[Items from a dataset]
★ ★ ★
PR #265, opened 2022-09-22
Reduce subduction magma slug width

pjanik:
The issue is well described in the PT story: https://www.pivotaltracker.com/story/show/182716121

This PR adds two params that will make the slug slightly smaller and make subduction plate subduct steeper (only visually) to avoid overlap of the subducting plate and the magma slug.

### DIFF
--- a/js/plates-view/render-cross-section.ts
+++ b/js/plates-view/render-cross-section.ts
@@ -666,7 +666,7 @@ class CrossSectionRenderer {
     const nativeWidth = 189;
     const nativeHeight = 70;
     const scale = 0.7;
-    const scaledWidth = scale * nativeWidth;
+    const scaledWidth = scale * nativeWidth * config.subductionMagmaSlugWidth;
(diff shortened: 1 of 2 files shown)


js/plates-view/render-cross-section.ts
```diff
@@ -679,6 +679,11 @@ class CrossSectionRenderer {
     ctx.ellipse(scaleX(avgLocation.x), scaleY(avgLocation.y), 0.45 * scaledWidth, 0.4 * scaledHeight,
       2 * Math.PI, 0, 2 * Math.PI);
 
+    // uncomment these lines to visualize/debug the hit-testing shape
+    // ctx.lineWidth = 1;
+    // ctx.strokeStyle = "black";
+    // ctx.stroke();
+
```
pjanik, line 686: I think I've accidentally removed this code before (it was yours and useful for debugging), so I'm re-adding it here.

kswenson (approved):
👍 Looks good

PR #267, opened 2022-09-27
Make sure that rocks deep under the surface have high grade metamorphism overlay

pjanik:
[#183128390]

Before fix:
Screenshot 2022-09-27 at 10 37 34
The area marked in red still has low and medium-grade metamorphism even though these rocks are deep under the surface and should be marked as high-grade metamorphic rocks. This PR is fixing it.

After fix:
Screenshot 2022-09-27 at 11 02 58

### DIFF
--- a/js/plates-view/render-cross-section.ts
+++ b/js/plates-view/render-cross-section.ts
@@ -280,7 +280,7 @@ class CrossSectionRenderer {
       }
       // Debug info, optional
       if (config.debugCrossSection) {
-        this.debugInfo(l1, b1, [i, `${f1.id} (${f1.plateId})`, x1.toFixed(1) + " km"]);
+        this.debugInfo(c1, l1, [i, `${f1.id} (${f1.plateId})`, x1.toFixed(1) + " km"]);
       }
       if (f1.magma && f1.magma.length > 0) {
         const isMagmaActive = this.drawMagma(f1.magma, f1, l1);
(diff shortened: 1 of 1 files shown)


js/plates-view/render-cross-section.ts
```diff
@@ -478,19 +478,26 @@ class CrossSectionRenderer {
...
-          const p1a = (new THREE.Vector2()).lerpVectors(p1, p4, METAMORPHISM_OROGENY_COLOR_STEP_0);
-          const p1b = (new THREE.Vector2()).lerpVectors(p1, p4, METAMORPHISM_OROGENY_COLOR_STEP_1);
-          // Divide vertical p2-p3 line into 3 sections (p2-p2a, p2a-p2b, p2b-p3).
-          const p2a = (new THREE.Vector2()).lerpVectors(p2, p3, METAMORPHISM_OROGENY_COLOR_STEP_0);
-          const p2b = (new THREE.Vector2()).lerpVectors(p2, p3, METAMORPHISM_OROGENY_COLOR_STEP_1);
-
-          this.fillMetamorphicOverlay("Low Grade Metamorphic Rock (Continental Collision)", field, p1, p2, p2a, p1a);
-          this.fillMetamorphicOverlay("Medium Grade Metamorphic Rock (Continental Collision)", field, p1a, p2a, p2b, p1b);
-          this.fillMetamorphicOverlay("High Grade Metamorphic Rock (Continental Collision)", field, p1b, p2b, p3, p4);
+          const kMetamorphismHighGradeOnlyThreshold = 0.015;
```
kswenson, line 481: I take it that you don't think it's worth elevating this to a `config` parameter?

kswenson (approved):
👍 Code looks good -- just one question about whether it's worth making a `config` param.

js/plates-view/render-cross-section.ts
pjanik: Yes, as this value is pretty much about filtering out the first field that is just subducting. So, there's not that much to configure and/or play with I guess.

PR #270, opened 2022-10-10
Fix earthquakes rendering

pjanik:
[[#183487545]](https://www.pivotaltracker.com/n/projects/2441249/stories/183487545)

This PR fixes an issue most likely caused by the THREE.JS version upgrade. ALPHATEST uniform is no longer available. I've tried to use `alphaTest` that seemed to be the right name based on the source code, but it still didn't work. It's not really critical, so I just hardcoded 0.5 (we could also not discard these pixels and nothing bad would happen).


kswenson (approved):
👍 LGTM

PR #271, opened 2022-10-11
Add divergentBoundary2 preset

pjanik:
[#183500738]


pjanik:
Going to merge it without review, as it's just a new preset requested by Chris Lore.

PR #578, opened 2020-03-05
fix: overridden status takes precedence over latest build result

### LINKED ISSUE #557: /override creates a perpetual loop of new runs of the overridden context

abayer:
This gets the user-facing behavior to more closely match Prow - `/override` creates a commit status with an `Overridden by ...` description, and even if the latest `PipelineActivity` for that context is failed or pending and hasn't reported since the `/override` went in, Tide should treat this context as successful/ready to merge.

In Prow, `/override` creates a new `ProwJob` - one that doesn't actually kick off a pipeline but just sets the commit status and sets its own status to successful. Since Prow uses `ProwJob`s as the "build status" source, where Lighthouse currently uses `PipelineActivity`s, Prow's Tide will see the override-created and successful `ProwJob` as the latest for the given context, rather than the created-earlier failed or pending `ProwJob`, and the PR (assuming all contexts are successful, of course!) will happily merge.

In Lighthouse, we don't create a `PipelineActivity` via `/override`, because `PipelineActivity` doesn't just serve Lighthouse's purposes - its main purpose is build status/reporting/etc for Jenkins X, so we really don't want to mess around with it. Without this change, we'd just see the latest failed or pending `PipelineActivity` for the PR+context, and then things would get silly and it would insist on running a new build. With this change, we check the commit status for the context to see if it's successful and starts with `Overridden by`, and if so, we override the `PipelineActivity`-driven status with success.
★ ★ ★
→ Prompt
Retyping the data above exactly and in full is the task.

→ Response
PR #265, opened 2022-09-22
Reduce subduction magma slug width

pjanik:
The issue is well described in the PT story: https://www.pivotaltracker.com/story/show/182716121

This PR adds two params that will make the slug slightly smaller and make subduction plate subduct steeper (only visually) to avoid overlap of the subducting plate and the magma slug.

### DIFF
--- a/js/plates-view/render-cross-section.ts
+++ b/js/plates-view/render-cross-section.ts
@@ -666,7 +666,7 @@ class CrossSectionRenderer {
     const nativeWidth = 189;
     const nativeHeight = 70;
     const scale = 0.7;
-    const scaledWidth = scale * nativeWidth;
+    const scaledWidth = scale * nativeWidth * config.subductionMagmaSlugWidth;
(diff shortened: 1 of 2 files shown)


js/plates-view/render-cross-section.ts
```diff
@@ -679,6 +679,11 @@ class CrossSectionRenderer {
     ctx.ellipse(scaleX(avgLocation.x), scaleY(avgLocation.y), 0.45 * scaledWidth, 0.4 * scaledHeight,
       2 * Math.PI, 0, 2 * Math.PI);
 
+    // uncomment these lines to visualize/debug the hit-testing shape
+    // ctx.lineWidth = 1;
+    // ctx.strokeStyle = "black";
+    // ctx.stroke();
+
```
pjanik, line 686: I think I've accidentally removed this code before (it was yours and useful for debugging), so I'm re-adding it here.

kswenson (approved):
👍 Looks good

PR #267, opened 2022-09-27
Make sure that rocks deep under the surface have high grade metamorphism overlay

pjanik:
[#183128390]

Before fix:
Screenshot 2022-09-27 at 10 37 34
The area marked in red still has low and medium-grade metamorphism even though these rocks are deep under the surface and should be marked as high-grade metamorphic rocks. This PR is fixing it.

After fix:
Screenshot 2022-09-27 at 11 02 58

### DIFF
--- a/js/plates-view/render-cross-section.ts
+++ b/js/plates-view/render-cross-section.ts
@@ -280,7 +280,7 @@ class CrossSectionRenderer {
       }
       // Debug info, optional
       if (config.debugCrossSection) {
-        this.debugInfo(l1, b1, [i, `${f1.id} (${f1.plateId})`, x1.toFixed(1) + " km"]);
+        this.debugInfo(c1, l1, [i, `${f1.id} (${f1.plateId})`, x1.toFixed(1) + " km"]);
       }
       if (f1.magma && f1.magma.length > 0) {
         const isMagmaActive = this.drawMagma(f1.magma, f1, l1);
(diff shortened: 1 of 1 files shown)


js/plates-view/render-cross-section.ts
```diff
@@ -478,19 +478,26 @@ class CrossSectionRenderer {
...
-          const p1a = (new THREE.Vector2()).lerpVectors(p1, p4, METAMORPHISM_OROGENY_COLOR_STEP_0);
-          const p1b = (new THREE.Vector2()).lerpVectors(p1, p4, METAMORPHISM_OROGENY_COLOR_STEP_1);
-          // Divide vertical p2-p3 line into 3 sections (p2-p2a, p2a-p2b, p2b-p3).
-          const p2a = (new THREE.Vector2()).lerpVectors(p2, p3, METAMORPHISM_OROGENY_COLOR_STEP_0);
-          const p2b = (new THREE.Vector2()).lerpVectors(p2, p3, METAMORPHISM_OROGENY_COLOR_STEP_1);
-
-          this.fillMetamorphicOverlay("Low Grade Metamorphic Rock (Continental Collision)", field, p1, p2, p2a, p1a);
-          this.fillMetamorphicOverlay("Medium Grade Metamorphic Rock (Continental Collision)", field, p1a, p2a, p2b, p1b);
-          this.fillMetamorphicOverlay("High Grade Metamorphic Rock (Continental Collision)", field, p1b, p2b, p3, p4);
+          const kMetamorphismHighGradeOnlyThreshold = 0.015;
```
kswenson, line 481: I take it that you don't think it's worth elevating this to a `config` parameter?

kswenson (approved):
👍 Code looks good -- just one question about whether it's worth making a `config` param.

js/plates-view/render-cross-section.ts
pjanik: Yes, as this value is pretty much about filtering out the first field that is just subducting. So, there's not that much to configure and/or play with I guess.

PR #270, opened 2022-10-10
Fix earthquakes rendering

pjanik:
[[#183487545]](https://www.pivotaltracker.com/n/projects/2441249/stories/183487545)

This PR fixes an issue most likely caused by the THREE.JS version upgrade. ALPHATEST uniform is no longer available. I've tried to use `alphaTest` that seemed to be the right name based on the source code, but it still didn't work. It's not really critical, so I just hardcoded 0.5 (we could also not discard these pixels and nothing bad would happen).


kswenson (approved):
👍 LGTM

PR #271, opened 2022-10-11
Add divergentBoundary2 preset

pjanik:
[#183500738]


pjanik:
Going to merge it without review, as it's just a new preset requested by Chris Lore.

PR #578, opened 2020-03-05
fix: overridden status takes precedence over latest build result

### LINKED ISSUE #557: /override creates a perpetual loop of new runs of the overridden context

abayer:
This gets the user-facing behavior to more closely match Prow - `/override` creates a commit status with an `Overridden by ...` description, and even if the latest `PipelineActivity` for that context is failed or pending and hasn't reported since the `/override` went in, Tide should treat this context as successful/ready to merge.

In Prow, `/override` creates a new `ProwJob` - one that doesn't actually kick off a pipeline but just sets the commit status and sets its own status to successful. Since Prow uses `ProwJob`s as the "build status" source, where Lighthouse currently uses `PipelineActivity`s, Prow's Tide will see the override-created and successful `ProwJob` as the latest for the given context, rather than the created-earlier failed or pending `ProwJob`, and the PR (assuming all contexts are successful, of course!) will happily merge.

In Lighthouse, we don't create a `PipelineActivity` via `/override`, because `PipelineActivity` doesn't just serve Lighthouse's purposes - its main purpose is build status/reporting/etc for Jenkins X, so we really don't want to mess around with it. Without this change, we'd just see the latest failed or pending `PipelineActivity` for the PR+context, and then things would get silly and it would insist on running a new build. With this change, we check the commit status for the context to see if it's successful and starts with `Overridden by`, and if so, we override the `PipelineActivity`-driven status with success.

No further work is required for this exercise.